Topics

- Sections: 3.9, 3.10, 5.3, 5.4, 6.7
- Definitions:
- Simple random walk and notation
- Asymptotics of Pr[S_n = k]
- Galton Watson branching process
- Extinction / Extinction Probability
- Generating function of Z_n

- Theorems: 5.4.1, 5.4.2, 5.4.5, 6.7.1, 6.7.7, 6.7.8
- Sample Questions:
- What is the expectation of S_1 given S_n = k?
- What is the variance of S_1 given S_n = k?
- What is the probability that two independent random walks both starting from 0 are equal at step k? Find the asymptotics of this probability
- Find the asymptotics of the probability that S_n = 0 (for even n)
- What is the expectation of S_1 given that S_100 = 0 and S_200 = 50?
- Let S_n = X_1 + ... + X_n be a simple symmetric random walk, and let Y_i = X_i with probability p,and Y_i= - X_i with probability 1-p, and T_n = Y_1 + ... + Y_n. What is the distribution of T_n? What is the covariance of S_n and T_n?
- Show that with high probability, the random walk does not hit zero anytime between step (n- n^(1/3)) and step (n + n^(1/3))
- Prove that if the mean offspring size is < 1, then a branching process goes extinct almost surely.
- Say the offspring distribution is Poisson with mean 1. What is the variance of Z_n?
- Say two offspring distributions both have mean 2, but the first has variance 1 and the second variance 2. Does one or the other have a hihger likelihood of eventually going extinct? Or is there not enough information?
- Say the offspring distribution has mean mu and variance 1. What is the covariance of Z_n and Z_m?
- Prove that if mu >1 there is a positive probability of never going extinct.
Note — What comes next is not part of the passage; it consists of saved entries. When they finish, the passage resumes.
PR #2223, opened 2024-09-04
SNOW-1063346: Remove modin/pandas/dataframe.py

sfc-gh-joshi:

   

   Fixes SNOW-1063346

This PR removes dataframe.py (the Snowpark pandas one, not the Snowpark Python one), following #2167 and #2205. Once more, preserved overrides are given a reason in code comments. The following implemented methods have been added to `dataframe_overrides.py`:
- __init__
- __dataframe__
- __and__, __rand__, __or__, __ror__
- apply, applymap
- columns
- corr
- dropna
- fillna
- groupby
- info
- insert
- isin
- join
- mask
- melt
- merge
- replace
- rename
- pivot_table
- pow
- rpow
- select_dtypes
- set_axis
- set_index
- shape
- squeeze
- sum
- stack
- transpose
- unstack
- value_counts
- where
- iterrows
- itertuples
- __repr__
- _repr_html_
- _to_datetime
- _to_pandas
- __setitem__


src/snowflake/snowpark/modin/plugin/docstrings/series.py
```diff
@@ -3792,6 +3792,7 @@ def nunique():
 
         Examples
         --------
+        >>> import snowflake.snowpark.modin.pandas as pd
```
sfc-gh-azhan, line 3795: This should already been imported here snowflake/snowpark/modin/conftest.py

src/snowflake/snowpark/modin/plugin/extensions/dataframe_extensions.py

- For a branching process with poisson(lambda) offspring distribution find the best asymptotics you can for the probability that the process goes extinct at step n
- Poisson branching process with mean lambda <1 (and for lambda =1), find the asymptotics for the process surviving until at least step n
- Derive the equation for the survival probability of a Poisson branching process with mean 2
- Let U be uniform [0,1], and then let Z_n be a branching process with offspring distribution Bin(2, U). What is E(Z_n)?